— REQUIREMENT —
Give back an exact copy of the lines in the records below, from the line that has "This commit fixes" through the line that has "Raise RuntimeError when", and nothing besides.

— RECORDS TO USE —
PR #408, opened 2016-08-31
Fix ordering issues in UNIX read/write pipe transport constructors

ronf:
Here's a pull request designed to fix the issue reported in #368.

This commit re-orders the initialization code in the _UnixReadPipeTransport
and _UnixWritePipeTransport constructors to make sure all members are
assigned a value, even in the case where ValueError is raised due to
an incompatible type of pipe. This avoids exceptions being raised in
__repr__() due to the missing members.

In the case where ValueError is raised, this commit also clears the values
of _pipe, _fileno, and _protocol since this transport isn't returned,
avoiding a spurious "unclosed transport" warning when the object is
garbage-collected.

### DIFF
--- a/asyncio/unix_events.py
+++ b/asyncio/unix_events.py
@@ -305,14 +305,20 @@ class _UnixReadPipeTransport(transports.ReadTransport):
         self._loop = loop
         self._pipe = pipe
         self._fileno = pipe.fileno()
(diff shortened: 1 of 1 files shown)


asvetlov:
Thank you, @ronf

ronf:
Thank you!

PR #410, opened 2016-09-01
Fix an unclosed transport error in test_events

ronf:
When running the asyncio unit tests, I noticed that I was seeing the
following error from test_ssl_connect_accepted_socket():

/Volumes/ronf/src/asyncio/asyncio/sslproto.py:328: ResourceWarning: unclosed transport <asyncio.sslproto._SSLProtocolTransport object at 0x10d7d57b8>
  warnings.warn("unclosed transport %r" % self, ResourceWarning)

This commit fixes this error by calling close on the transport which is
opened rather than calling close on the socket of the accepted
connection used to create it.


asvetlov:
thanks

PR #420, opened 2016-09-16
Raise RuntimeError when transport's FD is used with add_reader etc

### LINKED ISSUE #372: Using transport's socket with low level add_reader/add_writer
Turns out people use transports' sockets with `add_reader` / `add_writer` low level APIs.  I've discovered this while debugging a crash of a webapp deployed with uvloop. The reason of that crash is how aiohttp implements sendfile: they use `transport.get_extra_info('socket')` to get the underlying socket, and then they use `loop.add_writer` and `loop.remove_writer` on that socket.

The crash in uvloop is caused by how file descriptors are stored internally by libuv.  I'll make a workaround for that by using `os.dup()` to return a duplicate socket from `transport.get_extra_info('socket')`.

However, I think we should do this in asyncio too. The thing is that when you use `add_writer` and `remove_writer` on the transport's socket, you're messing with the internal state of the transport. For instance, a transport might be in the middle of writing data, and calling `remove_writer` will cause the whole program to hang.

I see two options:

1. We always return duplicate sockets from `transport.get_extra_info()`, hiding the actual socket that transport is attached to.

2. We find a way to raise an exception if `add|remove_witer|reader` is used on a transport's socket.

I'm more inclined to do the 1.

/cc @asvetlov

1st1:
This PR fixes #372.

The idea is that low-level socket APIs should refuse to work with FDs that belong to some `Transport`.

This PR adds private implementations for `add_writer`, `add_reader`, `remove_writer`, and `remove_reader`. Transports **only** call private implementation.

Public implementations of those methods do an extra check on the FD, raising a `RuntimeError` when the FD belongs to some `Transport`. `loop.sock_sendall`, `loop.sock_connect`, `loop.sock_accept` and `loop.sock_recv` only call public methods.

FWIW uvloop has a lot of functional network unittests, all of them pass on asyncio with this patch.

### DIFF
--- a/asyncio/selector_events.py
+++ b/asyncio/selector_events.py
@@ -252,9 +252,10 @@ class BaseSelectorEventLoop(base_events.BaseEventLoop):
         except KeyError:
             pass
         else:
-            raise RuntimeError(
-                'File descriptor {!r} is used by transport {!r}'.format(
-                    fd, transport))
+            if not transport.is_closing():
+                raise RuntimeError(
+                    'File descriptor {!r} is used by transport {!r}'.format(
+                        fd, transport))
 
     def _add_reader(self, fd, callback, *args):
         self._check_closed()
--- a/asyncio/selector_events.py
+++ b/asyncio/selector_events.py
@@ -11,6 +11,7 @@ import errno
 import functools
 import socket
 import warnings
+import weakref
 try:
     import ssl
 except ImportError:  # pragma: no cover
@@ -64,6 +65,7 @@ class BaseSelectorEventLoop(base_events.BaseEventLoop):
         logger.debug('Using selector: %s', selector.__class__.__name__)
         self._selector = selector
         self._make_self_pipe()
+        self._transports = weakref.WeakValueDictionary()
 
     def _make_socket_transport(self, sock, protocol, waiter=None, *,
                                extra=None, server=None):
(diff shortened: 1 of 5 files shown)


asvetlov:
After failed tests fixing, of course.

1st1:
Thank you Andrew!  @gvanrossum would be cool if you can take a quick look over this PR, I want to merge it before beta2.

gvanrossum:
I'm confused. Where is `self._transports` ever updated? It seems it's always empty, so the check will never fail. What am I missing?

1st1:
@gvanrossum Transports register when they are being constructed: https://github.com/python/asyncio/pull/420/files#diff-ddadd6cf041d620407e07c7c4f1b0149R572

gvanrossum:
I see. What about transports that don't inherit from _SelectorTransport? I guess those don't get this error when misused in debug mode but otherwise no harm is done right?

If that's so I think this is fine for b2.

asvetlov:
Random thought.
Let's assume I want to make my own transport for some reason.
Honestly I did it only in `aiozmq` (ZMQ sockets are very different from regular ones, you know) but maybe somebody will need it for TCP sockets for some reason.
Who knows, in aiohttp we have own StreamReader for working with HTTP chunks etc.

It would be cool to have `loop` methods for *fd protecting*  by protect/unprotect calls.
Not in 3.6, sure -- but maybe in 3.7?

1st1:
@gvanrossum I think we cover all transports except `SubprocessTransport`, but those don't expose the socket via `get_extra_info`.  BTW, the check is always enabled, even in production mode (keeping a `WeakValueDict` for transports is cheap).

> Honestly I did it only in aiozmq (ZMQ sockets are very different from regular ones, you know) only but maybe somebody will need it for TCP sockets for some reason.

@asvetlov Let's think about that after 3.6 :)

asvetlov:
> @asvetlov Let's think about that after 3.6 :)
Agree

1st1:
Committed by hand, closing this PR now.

— WRITTEN RESPONSE —
This commit fixes this error by calling close on the transport which is
opened rather than calling close on the socket of the accepted
connection used to create it.


asvetlov:
thanks

PR #420, opened 2016-09-16
Raise RuntimeError when transport's FD is used with add_reader etc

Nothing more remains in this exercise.